25 Aug 2021
Rapid, low-cost blood analysis with standard FTIR equipment helps identify those patients more likely to develop severe disease.
Researchers in India and Australia say that a simple and rapid blood test using infrared spectroscopy is able to help clinicians identify hospital patients with Covid-19 who are most likely to suffer severe symptoms requiring intensive care.
In a small-scale study using a Fourier Transform infrared (FTIR) spectrometer from analytical equipment firm Agilent Technologies, the team was able to observe subtle spectral differences in samples from severe and non-severe patients.
The results from 130 samples were used to train an algorithm that was then tested “blind” on 30 patients.
When combined with other factors including age and existing co-morbidities like diabetes and high blood pressure, the approach identified most of the patients who went on to suffer from severe symptoms.
And although the FTIR triage did also generate a significant number of “false positive” results - patients who did not become as severely ill as the algorithm predicted - the researchers suggest the test’s accuracy can be improved, and that it should help hospitals to prioritize patients, especially in developing countries.

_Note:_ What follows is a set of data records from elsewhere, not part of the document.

Issue #365, opened 2021-08-16
feat: Some additional front matter DSL niceties


jaredcwhite:
This is sort of a placeholder issue to investigate some possible DX improvement for the DSL we provide for Ruby front matter. Thoughts:

* It'd be nice to have support for nested data. Like:

```ruby
front_matter do
  title "Hello"
  nest_this do
    title "Hi again!"
  end
end
```

Then you'd have values in `resource.data.title` plus `resource.data.nest_this.title`, etc.

* Convert symbol values to strings automatically (might dovetail into #357). This might prove handy: https://apidock.com/rails/v6.1.3.1/Hash/deep_transform_values

jaredcwhite:
Done!

PR #398, opened 2021-09-24
Enhance front matter DSL with nesting and lambda value eval

jaredcwhite:
Partially addresses #365 

Also adds a neat feature where you can pass an evaluation scope and then use that within a lambda value. For example:

```ruby
special_config = Struct.new(:should_output).new
special_config.should_output = false

front_matter eval_with: special_config do
  title "The Weeknd"
  config do
    output eval: -> { should_output }
  end
end
```

This will resolve to:

```ruby
{
  title: "The Weeknd",
  config: {
    output: false
  }
}
```


jaredcwhite:
Renamed `eval_with:` and `eval: ->` to `scope:` and `from: ->`

PR #405, opened 2021-10-01
Add missing regex

### LINKED ISSUE #399: Missing `$` for Webpack's js rule in default config
The default Webpack config file currently has:

```js
const jsRule = {
  test: /\.(js|jsx)/,
  use: {
    loader: "esbuild-loader",
    options: {
      target: 'es2016'
    },
  },
}
```

This will actually match any file with `.js` in it including `foo.js.txt.bat.png`. We need to ensure it's the file extension only by adding a dollar sign:

```js
const jsRule = {
  test: /\.(js|jsx)$/,
  use: {
    loader: "esbuild-loader",
    options: {
      target: 'es2016'
    },
  },
}
```

nachoal:
This is a 🐛 bug fix. 

## Summary

This adds the missing regex `$` as per this [issue](https://github.com/bridgetownrb/bridgetown/issues/399 ) to avoid matching the wrong strings, e.g. `.js.gif` 

## Context

Fixes #399

### DIFF
--- a/CHANGELOG.md
+++ b/CHANGELOG.md
@@ -7,7 +7,9 @@ and this project adheres to [Semantic Versioning](https://semver.org/spec/v2.0.0
 
 ## Unreleased
 
-.
+### Fixed
+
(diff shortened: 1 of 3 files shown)


jaredcwhite:
Thanks @nachoal!

PR #441, opened 2021-11-08
Make --version works.

Eric-Guo:
Currently `bridgetown --version` is break.


Eric-Guo:
seems it's harder problem than I thought, have to leave it along here.😂

jaredcwhite:
@Eric-Guo maybe it's just a simple tweak to this line?

https://github.com/bridgetownrb/bridgetown/blob/17304510219717524795794fd8d9bc6e5df387b7/bridgetown-core/bin/bridgetown#L22

PR #442, opened 2021-11-08
No need pin ruby2js here.

Eric-Guo:
it's introduced at #243


jaredcwhite:
Not sure what the purpose of this is.

Eric-Guo:
I check again, found `ruby2js` is required by npm package `webpacker-loader`, anyway no need to pin `regexp_parser` version.

jaredcwhite:
Thanks, looks good to me. :+1:

PR #443, opened 2021-11-08
Show archive state for plugins.

Eric-Guo:
At least can save one click for user


jaredcwhite:
If the repo has been archived, we should probably not show it in the list at all, don't you think @Eric-Guo?

jaredcwhite:
Awesome!

PR #458, opened 2021-11-21
Switch to streaming/event source mechanism for live reload

### LINKED ISSUE #416: Investigate improving live reloading in development
Currently, live reloading works by polling an endpoint that checks for changes and refreshes the page:

https://github.com/bridgetownrb/bridgetown/blob/90a73bb5c74f005dddd90e263424d9872fde450d/bridgetown-core/lib/bridgetown-core/utils.rb#L402
https://github.com/bridgetownrb/bridgetown/blob/90a73bb5c74f005dddd90e263424d9872fde450d/bridgetown-core/lib/bridgetown-core/rack/routes.rb#L56

This works well but I think there's scope for improvement here. 

The first approach worth investigating is [Server Sent Events](https://developer.mozilla.org/en-US/docs/Web/API/Server-sent_events/Using_server-sent_events). We should be able to set up the `live_reload` endpoint to stream responses using the [Roda Streaming Plugin](http://roda.jeremyevans.net/rdoc/classes/Roda/RodaPlugins/Streaming.html). On the client side we can use [`EventSource`](https://developer.mozilla.org/en-US/docs/Web/API/EventSource) to create the connection, listen for the events and trigger a refresh. There's still a lot of unknowns like how to watch the files and send responses; or whether this approach will even work.

If the above doesn't work, it's also worth investigating a WebSockets based approach I reckon.

jaredcwhite:
Resolves #416 (maybe?)

Well this certainly ended up being an inordinate amount of work! Getting the streaming mechanism enabled wasn't too bad, but then I ran into a bad situation where Ctrl-C would hang until Puma determined the stream had completed (and the longer it would run, the longer it would hang!). It took quite a while to workaround that, and then I discovered long streams would also gunk up Puma's threads if enough pages were opened at once and you were clicking around, because of a delay between a page change and the socket (browser? Puma?) cleaning up and stopping the stream.

I think it's pretty balanced now, between the length of the stream before a browser-initiated reconnection and the interval checking the modification, as well as further modification checks in-browser between a previous stream and a reconnected stream. Good grief.

I tested in Safari and Firefox…haven't tried any other browsers yet.

### DIFF
--- a/bridgetown-core/lib/bridgetown-core/rack/routes.rb
+++ b/bridgetown-core/lib/bridgetown-core/rack/routes.rb
@@ -2,6 +2,12 @@
 
 module Bridgetown
   module Rack
+    @interrupted = false
+
+    class << self
+      attr_accessor :interrupted
+    end
+
     class Routes
       class << self
         attr_accessor :tracked_subclasses, :router_block
@@ -37,7 +43,7 @@ module Bridgetown
         def start!(roda_app)
           if Bridgetown.env.development? &&
               !Bridgetown::Current.preloaded_configuration.skip_live_reload
-            setup_live_reload roda_app.request
+            setup_live_reload roda_app
           end
 
           Bridgetown::Rack::Routes.tracked_subclasses&.each_value do |klass|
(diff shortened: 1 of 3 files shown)


ayushn21:
Damn, sounds like you went down quite the rabbit hole with this one 😬. I'm not sure there's a tangible benefit to this approach for the added complexity though 🤷. I know you mentioned that on Twitter as well, but honestly just for the effort put in, if it works, we should probably go for it and see what happens!!

bridgetown-core/lib/bridgetown-core/rack/routes.rb
```diff
@@ -2,6 +2,12 @@
 
 module Bridgetown
   module Rack
+    @interrupted = false
+
+    class << self
+      attr_accessor :interrupted
```
ayushn21, line 8: Can we use ActiveSupport's `mattr_accessor` here by any chance?

jaredcwhite: Good question…I think `mattr_accessor` is particularly useful when object instances which have included a module want to access that module's accessor easily. No need for that here, so probably wouldn't need the overhead

jaredcwhite:
Having done some work recently on a project without this PR and seeing `live_reload` requests cluttering up the Network tab, I think this PR will be a good step in the right direction.

PR #483, opened 2022-01-15
feat: add bundled configuration for Vercel

andrewmcodes:

## Summary

Adds a bundled configuration for Vercel with correct security headers and content type for feeds.xml (if using the RSS plugin).

It also correctly assigns the Bridgetown URL to the VERCEL_URL in non-production environments. This means that if a VERCEL_URL is in the environment, whether production or running via Vercel's CLI locally, the absolute url's will adjust accordingly.

See example of it in use in the [deploys on this PR](https://github.com/andrewmcodes/bridgetown-vercel-demo/pull/1)

## Context

I spoke about this with Jared. I think pre-1.0 we should make the deployment path to whatever service of your choosing as simple as possible without any need to dig into why something is behaving odd.

### DIFF
--- a/bridgetown-core/lib/bridgetown-core/configurations/vercel.rb
+++ b/bridgetown-core/lib/bridgetown-core/configurations/vercel.rb
@@ -1,0 +1,4 @@
+# frozen_string_literal: true
+
+copy_file in_templates_dir("vercel.json"), "vercel.json"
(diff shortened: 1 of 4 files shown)


jaredcwhite (approved):

jaredcwhite:
Thanks @andrewmcodes!

andrewmcodes:
🎉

Michelle Hill, head of Queensland Institute of Medical Research (QIMR) Berghofer’s Precision and Systems Biomedicine Research Group, and co-author of a paper in the journal Analytical Chemistry describing the study, explained in a release from Agilent:
“We found there were measurable differences in the infrared spectra in the patients who became severely unwell. In particular, there were differences in two infrared regions that correspond to sugar and phosphate chemical groups, as well as primary amines, which occur in specific types of proteins.”
Although the precise biological reasons for those spectral changes are yet to be deduced, the relative simplicity of the approach - compared with more expensive cytokine panel tests - means that it could be particularly useful in low-resource settings.
“A simple, rapid test at the point of patient admission would transform hospital management during crises,” stated the team.
Another co-author of the paper, Sanjeeva Srivastava from Mumbai’s Indian Institute of Technology Bombay, added:
“We also found that having diabetes was a key predictor of becoming severely unwell in this group of patients, so we fed clinical parameters such as age, sex, diabetes mellitus, and hypertension into the algorithm.”
When tested on blood samples from a separate group of 30 patients the algorithm was found to have a specificity of 69.2 per cent, and a sensitivity of 94.1 per cent when predicting which patients would become severely ill.
Srivastava points out that this means it yielded more false-positives than predictions that are based solely on the clinical risk factors of age, sex, hypertension, and diabetes.
“We hope that with more testing, we can reduce these false positives,” Srivastava said.